Hoatzins are kind of crappy fliers and they definitely prefer not to, by my observations. They do have a cellulose-digesting microflora, housed in the foregut. Very cool. But they're folivores, and I wonder how well they'd do on grass alone.
Here in the NE USA, everybody that lives near a body of fresh water of any size larger than a puddle knows all about Canada Goose shit. Many local populations seem to have decided that migration's not worth the effort any more and their year-round, uh, productivity is a real problem.

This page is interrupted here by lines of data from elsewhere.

PR #132, opened 2015-07-06
Fix CS errors

bcrowe:


colinodell:
Thanks for fixing those!

GrahamCampbell:
@colinodell How about you enable https://styleci.io/ on this repo?

colinodell:
Oh nice, didn't know that existed!  I will definitely check that out.  Thanks for the recommendation!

By Sven DiMilo (not verified) on 19 Jun 2010 #permalink

Yeah the hoatzin pun is good, but there was also another good one here a while ago - with a prehistoric scene painted by Darren if I remember right - the comment 'Yes, archosaurs rule, but you need lepidosaurs for scale'.

Now where else on the 'web can you make jokes like that?

By Willem van der Merwe (not verified) on 20 Jun 2010 #permalink

shiva:

any ideas?

How about either 1) Branta leucopsis X Anser albifrons, or 2) Branta leucopsis X Anser erythropus?

Dartian - i think you may be right, having looked at pictures of Lesser White-front (a species i'm not too familiar with in the wild), the odd shape of my hybrid's forehead and bill are definitely reminiscent, and its coloration does look like what you might logically expect to get from crossing that with Barnacle (the only thing that doesn't quite fit being the uniformly dark breast/belly - i'd perhaps have expected more of a distinction between the areas which are black and almost white on B. leucopsis - however, there's too much white on the face for the Branta parent to really be anything else). Both of the White-fronts also have the pink bill/orange legs combo...

The only reason i hadn't really considered that combination was that all the pictures i had previously found of Barnacle x White-front crosses had been more Canada-brown in the body rather than my bird's almost bluish grey - but there was some debate over whether the Branta parent in those cases was actually Barnacle or Cackling/a small race of Canada, and Joern Lehmus (who appears to be the go-to person for anatid hybrids) said that combination was "variable". I think i'm going to go with "probable" B. leucopsis x. A. erythropus.